This exercise asks for a copy of each line in the records below with the word "better" in it.

------------------------------------------------------------------------

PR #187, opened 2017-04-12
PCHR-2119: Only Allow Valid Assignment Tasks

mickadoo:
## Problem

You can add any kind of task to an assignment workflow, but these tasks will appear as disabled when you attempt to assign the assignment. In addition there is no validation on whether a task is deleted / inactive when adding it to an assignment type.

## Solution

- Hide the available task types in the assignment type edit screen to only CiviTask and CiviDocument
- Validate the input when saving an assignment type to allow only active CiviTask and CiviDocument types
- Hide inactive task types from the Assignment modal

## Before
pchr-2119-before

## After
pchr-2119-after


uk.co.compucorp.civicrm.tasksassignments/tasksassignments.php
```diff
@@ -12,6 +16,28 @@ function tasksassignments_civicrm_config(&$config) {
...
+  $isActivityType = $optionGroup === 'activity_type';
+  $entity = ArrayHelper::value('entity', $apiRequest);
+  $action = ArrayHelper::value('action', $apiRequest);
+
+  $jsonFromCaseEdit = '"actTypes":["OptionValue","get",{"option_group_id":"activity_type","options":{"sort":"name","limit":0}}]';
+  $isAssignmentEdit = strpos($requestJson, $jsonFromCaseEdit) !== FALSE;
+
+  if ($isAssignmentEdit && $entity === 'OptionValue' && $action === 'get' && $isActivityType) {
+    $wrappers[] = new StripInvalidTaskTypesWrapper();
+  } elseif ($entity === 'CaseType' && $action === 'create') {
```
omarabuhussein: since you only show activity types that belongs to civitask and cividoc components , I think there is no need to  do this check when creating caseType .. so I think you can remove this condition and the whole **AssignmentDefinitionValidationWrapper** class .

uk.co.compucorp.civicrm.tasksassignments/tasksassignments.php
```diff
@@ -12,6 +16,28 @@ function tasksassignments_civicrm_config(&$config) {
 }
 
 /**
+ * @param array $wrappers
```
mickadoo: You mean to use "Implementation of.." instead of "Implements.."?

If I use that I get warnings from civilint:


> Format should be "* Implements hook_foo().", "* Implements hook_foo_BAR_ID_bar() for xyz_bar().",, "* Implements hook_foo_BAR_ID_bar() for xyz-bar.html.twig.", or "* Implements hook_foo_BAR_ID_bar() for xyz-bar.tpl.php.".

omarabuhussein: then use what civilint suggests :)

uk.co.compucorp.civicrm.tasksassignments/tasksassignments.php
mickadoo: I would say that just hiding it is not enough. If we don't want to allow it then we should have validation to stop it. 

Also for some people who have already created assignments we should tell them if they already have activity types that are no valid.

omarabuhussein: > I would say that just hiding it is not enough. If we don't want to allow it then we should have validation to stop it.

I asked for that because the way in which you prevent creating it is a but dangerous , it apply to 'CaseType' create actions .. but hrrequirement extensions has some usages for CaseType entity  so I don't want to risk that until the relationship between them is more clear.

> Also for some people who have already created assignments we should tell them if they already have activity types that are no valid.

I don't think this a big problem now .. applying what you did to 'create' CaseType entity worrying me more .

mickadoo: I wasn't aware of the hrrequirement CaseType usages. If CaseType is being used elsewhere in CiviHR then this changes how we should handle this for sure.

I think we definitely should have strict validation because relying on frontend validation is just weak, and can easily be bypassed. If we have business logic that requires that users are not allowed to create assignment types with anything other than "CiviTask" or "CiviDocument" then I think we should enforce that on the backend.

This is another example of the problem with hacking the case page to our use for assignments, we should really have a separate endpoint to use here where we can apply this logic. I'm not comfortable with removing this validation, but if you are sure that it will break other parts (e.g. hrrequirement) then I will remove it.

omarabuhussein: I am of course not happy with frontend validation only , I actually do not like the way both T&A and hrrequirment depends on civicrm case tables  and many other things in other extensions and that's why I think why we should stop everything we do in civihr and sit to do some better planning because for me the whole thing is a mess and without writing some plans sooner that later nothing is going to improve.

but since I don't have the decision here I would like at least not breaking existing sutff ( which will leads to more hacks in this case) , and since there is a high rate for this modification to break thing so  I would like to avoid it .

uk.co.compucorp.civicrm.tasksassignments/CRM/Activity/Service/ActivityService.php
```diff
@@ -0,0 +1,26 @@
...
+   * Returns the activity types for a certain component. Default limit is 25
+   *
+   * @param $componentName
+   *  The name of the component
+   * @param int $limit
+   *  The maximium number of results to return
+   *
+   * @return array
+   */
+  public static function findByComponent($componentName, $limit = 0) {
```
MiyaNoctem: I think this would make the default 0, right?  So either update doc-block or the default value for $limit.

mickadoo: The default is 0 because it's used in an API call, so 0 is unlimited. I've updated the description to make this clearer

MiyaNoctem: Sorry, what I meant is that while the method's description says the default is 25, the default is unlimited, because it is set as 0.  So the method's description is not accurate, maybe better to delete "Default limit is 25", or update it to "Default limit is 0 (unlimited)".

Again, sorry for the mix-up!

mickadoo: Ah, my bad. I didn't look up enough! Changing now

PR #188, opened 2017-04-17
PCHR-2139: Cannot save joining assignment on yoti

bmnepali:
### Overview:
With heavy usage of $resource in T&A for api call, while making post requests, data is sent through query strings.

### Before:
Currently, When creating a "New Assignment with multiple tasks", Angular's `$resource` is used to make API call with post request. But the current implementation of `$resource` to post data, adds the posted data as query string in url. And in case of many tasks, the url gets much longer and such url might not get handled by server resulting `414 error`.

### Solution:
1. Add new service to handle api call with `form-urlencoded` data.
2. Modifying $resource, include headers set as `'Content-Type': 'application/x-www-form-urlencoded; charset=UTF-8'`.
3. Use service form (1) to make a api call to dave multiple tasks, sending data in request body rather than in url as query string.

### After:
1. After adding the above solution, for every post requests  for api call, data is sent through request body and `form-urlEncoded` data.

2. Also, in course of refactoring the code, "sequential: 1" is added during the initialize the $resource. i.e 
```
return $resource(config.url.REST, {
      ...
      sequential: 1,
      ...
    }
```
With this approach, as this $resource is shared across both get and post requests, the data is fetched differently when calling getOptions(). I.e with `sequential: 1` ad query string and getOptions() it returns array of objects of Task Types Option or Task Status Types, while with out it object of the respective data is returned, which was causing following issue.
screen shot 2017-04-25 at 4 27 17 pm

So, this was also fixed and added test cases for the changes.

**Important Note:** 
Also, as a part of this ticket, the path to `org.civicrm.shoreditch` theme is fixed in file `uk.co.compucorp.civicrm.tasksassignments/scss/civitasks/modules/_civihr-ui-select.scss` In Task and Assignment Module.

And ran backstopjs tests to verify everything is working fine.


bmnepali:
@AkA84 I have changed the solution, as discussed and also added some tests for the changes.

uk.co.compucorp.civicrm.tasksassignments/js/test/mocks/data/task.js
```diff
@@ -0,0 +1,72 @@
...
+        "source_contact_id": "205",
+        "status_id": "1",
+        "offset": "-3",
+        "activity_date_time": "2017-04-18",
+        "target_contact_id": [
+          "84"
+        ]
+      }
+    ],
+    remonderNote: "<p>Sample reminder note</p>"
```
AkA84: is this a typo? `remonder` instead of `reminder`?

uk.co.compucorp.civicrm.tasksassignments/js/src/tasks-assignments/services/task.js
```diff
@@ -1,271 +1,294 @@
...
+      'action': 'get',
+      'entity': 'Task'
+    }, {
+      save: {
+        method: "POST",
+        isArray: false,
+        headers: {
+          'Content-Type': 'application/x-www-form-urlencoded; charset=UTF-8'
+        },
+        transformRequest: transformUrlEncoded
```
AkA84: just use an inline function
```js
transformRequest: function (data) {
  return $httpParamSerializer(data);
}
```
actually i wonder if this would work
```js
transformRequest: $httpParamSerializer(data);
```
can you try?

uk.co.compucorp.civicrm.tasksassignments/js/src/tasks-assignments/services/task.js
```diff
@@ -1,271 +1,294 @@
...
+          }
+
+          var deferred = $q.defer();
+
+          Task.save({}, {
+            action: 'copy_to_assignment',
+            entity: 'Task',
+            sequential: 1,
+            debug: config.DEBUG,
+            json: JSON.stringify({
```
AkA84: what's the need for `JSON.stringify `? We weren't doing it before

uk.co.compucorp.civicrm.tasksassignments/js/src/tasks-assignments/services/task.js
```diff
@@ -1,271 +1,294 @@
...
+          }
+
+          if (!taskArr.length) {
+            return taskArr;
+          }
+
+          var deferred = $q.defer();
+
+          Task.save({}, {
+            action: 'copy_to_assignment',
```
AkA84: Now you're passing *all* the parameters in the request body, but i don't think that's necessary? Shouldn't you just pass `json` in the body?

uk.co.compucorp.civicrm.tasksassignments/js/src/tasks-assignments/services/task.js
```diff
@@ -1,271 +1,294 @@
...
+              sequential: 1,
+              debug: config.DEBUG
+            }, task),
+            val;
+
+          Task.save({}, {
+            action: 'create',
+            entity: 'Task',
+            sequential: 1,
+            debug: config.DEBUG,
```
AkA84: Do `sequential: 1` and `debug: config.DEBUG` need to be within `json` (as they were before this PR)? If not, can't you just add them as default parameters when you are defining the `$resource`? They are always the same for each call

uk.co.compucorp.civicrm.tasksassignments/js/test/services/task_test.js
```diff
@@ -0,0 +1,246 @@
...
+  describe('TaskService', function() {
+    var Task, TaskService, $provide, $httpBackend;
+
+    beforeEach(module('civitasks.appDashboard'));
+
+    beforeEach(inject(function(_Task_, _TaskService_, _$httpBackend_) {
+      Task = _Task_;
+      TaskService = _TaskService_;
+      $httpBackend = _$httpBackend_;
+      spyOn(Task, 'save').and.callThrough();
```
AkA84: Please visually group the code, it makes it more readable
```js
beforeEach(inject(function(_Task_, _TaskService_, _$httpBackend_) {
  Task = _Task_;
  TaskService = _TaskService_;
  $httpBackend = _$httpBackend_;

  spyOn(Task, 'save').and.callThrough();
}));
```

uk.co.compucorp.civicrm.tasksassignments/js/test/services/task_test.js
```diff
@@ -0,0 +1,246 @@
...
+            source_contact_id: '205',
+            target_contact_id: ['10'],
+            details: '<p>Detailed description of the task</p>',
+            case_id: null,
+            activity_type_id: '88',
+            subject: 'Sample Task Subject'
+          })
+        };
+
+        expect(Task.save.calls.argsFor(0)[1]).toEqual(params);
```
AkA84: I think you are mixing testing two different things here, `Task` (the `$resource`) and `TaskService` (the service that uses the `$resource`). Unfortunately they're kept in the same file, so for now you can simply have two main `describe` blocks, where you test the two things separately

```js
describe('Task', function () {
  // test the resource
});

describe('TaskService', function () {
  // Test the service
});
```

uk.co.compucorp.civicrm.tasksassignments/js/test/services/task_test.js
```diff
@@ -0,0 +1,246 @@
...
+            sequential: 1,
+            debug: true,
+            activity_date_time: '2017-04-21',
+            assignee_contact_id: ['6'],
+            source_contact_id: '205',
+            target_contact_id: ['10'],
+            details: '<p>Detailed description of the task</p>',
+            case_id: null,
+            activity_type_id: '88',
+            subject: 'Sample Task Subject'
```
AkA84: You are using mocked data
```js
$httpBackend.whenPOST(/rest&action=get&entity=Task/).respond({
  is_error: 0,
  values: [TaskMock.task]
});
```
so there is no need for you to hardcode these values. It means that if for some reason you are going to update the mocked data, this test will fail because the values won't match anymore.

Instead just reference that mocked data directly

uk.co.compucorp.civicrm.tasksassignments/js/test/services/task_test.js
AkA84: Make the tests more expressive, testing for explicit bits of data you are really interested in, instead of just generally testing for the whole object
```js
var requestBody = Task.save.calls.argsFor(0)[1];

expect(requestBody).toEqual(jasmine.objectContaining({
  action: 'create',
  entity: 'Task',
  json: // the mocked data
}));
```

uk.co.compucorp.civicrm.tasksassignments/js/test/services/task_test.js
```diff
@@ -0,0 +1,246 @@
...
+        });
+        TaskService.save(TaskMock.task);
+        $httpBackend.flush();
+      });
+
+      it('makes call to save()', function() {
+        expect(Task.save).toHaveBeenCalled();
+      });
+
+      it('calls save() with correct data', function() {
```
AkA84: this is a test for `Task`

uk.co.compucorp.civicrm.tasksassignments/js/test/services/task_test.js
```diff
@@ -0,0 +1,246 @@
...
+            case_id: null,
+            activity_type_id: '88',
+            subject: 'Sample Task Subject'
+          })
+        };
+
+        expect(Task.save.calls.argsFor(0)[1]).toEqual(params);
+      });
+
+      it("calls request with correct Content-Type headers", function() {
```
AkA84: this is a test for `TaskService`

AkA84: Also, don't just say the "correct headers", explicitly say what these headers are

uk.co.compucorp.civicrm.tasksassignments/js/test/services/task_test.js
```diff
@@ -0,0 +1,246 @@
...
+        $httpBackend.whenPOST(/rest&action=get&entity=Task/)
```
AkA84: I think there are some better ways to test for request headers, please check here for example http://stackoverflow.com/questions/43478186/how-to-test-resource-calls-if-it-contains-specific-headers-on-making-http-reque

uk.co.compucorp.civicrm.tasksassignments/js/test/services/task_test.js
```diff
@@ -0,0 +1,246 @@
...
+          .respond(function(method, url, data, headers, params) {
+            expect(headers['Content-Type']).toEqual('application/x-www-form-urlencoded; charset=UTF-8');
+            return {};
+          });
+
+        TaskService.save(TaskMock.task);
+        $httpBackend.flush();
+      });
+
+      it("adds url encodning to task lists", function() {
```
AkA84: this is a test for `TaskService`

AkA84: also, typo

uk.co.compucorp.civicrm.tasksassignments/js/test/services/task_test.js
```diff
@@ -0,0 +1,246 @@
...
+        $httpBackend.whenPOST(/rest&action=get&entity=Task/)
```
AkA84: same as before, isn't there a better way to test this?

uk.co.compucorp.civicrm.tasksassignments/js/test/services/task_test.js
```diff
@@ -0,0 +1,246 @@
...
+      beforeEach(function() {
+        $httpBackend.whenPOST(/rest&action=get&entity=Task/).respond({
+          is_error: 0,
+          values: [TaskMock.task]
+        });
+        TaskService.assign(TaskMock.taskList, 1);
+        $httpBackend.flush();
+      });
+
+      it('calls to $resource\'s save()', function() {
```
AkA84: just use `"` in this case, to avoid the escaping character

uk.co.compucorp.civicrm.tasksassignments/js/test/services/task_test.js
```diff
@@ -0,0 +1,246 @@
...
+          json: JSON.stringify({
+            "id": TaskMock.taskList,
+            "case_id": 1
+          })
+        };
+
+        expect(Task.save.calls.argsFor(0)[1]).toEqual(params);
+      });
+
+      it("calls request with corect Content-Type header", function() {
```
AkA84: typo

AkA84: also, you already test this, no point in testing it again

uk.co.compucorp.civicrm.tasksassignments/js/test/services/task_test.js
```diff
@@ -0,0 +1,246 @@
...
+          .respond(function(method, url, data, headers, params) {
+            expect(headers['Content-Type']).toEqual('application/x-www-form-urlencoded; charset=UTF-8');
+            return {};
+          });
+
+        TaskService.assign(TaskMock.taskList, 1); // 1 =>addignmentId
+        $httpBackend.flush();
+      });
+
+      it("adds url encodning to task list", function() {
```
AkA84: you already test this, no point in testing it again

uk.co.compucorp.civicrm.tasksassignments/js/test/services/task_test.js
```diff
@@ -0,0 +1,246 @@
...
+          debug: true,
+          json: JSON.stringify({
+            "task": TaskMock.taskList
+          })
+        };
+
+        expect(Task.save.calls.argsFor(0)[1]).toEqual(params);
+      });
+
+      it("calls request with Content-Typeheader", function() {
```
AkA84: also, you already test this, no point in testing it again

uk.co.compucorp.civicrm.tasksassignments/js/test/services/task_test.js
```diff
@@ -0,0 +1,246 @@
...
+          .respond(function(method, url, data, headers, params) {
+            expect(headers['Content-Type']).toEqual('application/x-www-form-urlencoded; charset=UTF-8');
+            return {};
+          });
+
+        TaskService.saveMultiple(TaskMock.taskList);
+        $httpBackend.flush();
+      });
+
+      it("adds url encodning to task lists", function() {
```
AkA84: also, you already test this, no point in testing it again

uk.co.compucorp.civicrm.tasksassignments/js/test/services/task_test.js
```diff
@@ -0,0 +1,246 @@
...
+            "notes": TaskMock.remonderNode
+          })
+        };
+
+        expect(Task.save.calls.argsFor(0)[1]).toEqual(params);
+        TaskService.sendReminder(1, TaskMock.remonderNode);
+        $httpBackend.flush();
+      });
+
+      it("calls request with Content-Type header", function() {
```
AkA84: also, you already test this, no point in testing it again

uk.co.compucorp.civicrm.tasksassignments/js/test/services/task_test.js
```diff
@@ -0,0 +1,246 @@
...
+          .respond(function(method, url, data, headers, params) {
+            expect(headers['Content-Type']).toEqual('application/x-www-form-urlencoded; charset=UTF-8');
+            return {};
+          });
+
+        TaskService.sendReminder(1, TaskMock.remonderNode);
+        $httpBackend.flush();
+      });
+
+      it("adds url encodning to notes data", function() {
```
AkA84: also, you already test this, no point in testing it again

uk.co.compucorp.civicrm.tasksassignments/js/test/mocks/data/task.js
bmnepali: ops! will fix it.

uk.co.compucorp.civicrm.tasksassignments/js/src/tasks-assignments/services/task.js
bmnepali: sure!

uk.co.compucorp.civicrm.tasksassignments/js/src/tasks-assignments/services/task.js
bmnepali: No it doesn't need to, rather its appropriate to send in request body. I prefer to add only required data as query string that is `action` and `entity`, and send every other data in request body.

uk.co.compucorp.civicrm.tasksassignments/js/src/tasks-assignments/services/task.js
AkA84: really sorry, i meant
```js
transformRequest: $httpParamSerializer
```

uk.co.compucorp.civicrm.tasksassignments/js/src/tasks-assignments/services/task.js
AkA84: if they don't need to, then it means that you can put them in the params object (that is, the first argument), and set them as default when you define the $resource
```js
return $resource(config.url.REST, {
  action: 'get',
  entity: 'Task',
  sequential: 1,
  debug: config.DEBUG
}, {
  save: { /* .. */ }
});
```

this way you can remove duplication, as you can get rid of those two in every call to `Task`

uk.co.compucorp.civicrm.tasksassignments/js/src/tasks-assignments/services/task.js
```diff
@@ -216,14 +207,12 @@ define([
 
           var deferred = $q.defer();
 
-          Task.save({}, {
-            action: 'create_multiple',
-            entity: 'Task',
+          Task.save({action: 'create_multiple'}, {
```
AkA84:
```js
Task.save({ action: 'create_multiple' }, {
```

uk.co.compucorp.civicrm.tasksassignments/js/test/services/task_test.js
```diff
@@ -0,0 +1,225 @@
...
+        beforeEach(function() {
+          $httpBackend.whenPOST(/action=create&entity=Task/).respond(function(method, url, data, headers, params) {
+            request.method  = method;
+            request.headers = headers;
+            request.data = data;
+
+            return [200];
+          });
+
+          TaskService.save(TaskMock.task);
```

------------------------------------------------------------------------

EXPECTED OUTPUT:
omarabuhussein: I am of course not happy with frontend validation only , I actually do not like the way both T&A and hrrequirment depends on civicrm case tables  and many other things in other extensions and that's why I think why we should stop everything we do in civihr and sit to do some better planning because for me the whole thing is a mess and without writing some plans sooner that later nothing is going to improve.
MiyaNoctem: Sorry, what I meant is that while the method's description says the default is 25, the default is unlimited, because it is set as 0.  So the method's description is not accurate, maybe better to delete "Default limit is 25", or update it to "Default limit is 0 (unlimited)".
AkA84: I think there are some better ways to test for request headers, please check here for example http://stackoverflow.com/questions/43478186/how-to-test-resource-calls-if-it-contains-specific-headers-on-making-http-reque
AkA84: same as before, isn't there a better way to test this?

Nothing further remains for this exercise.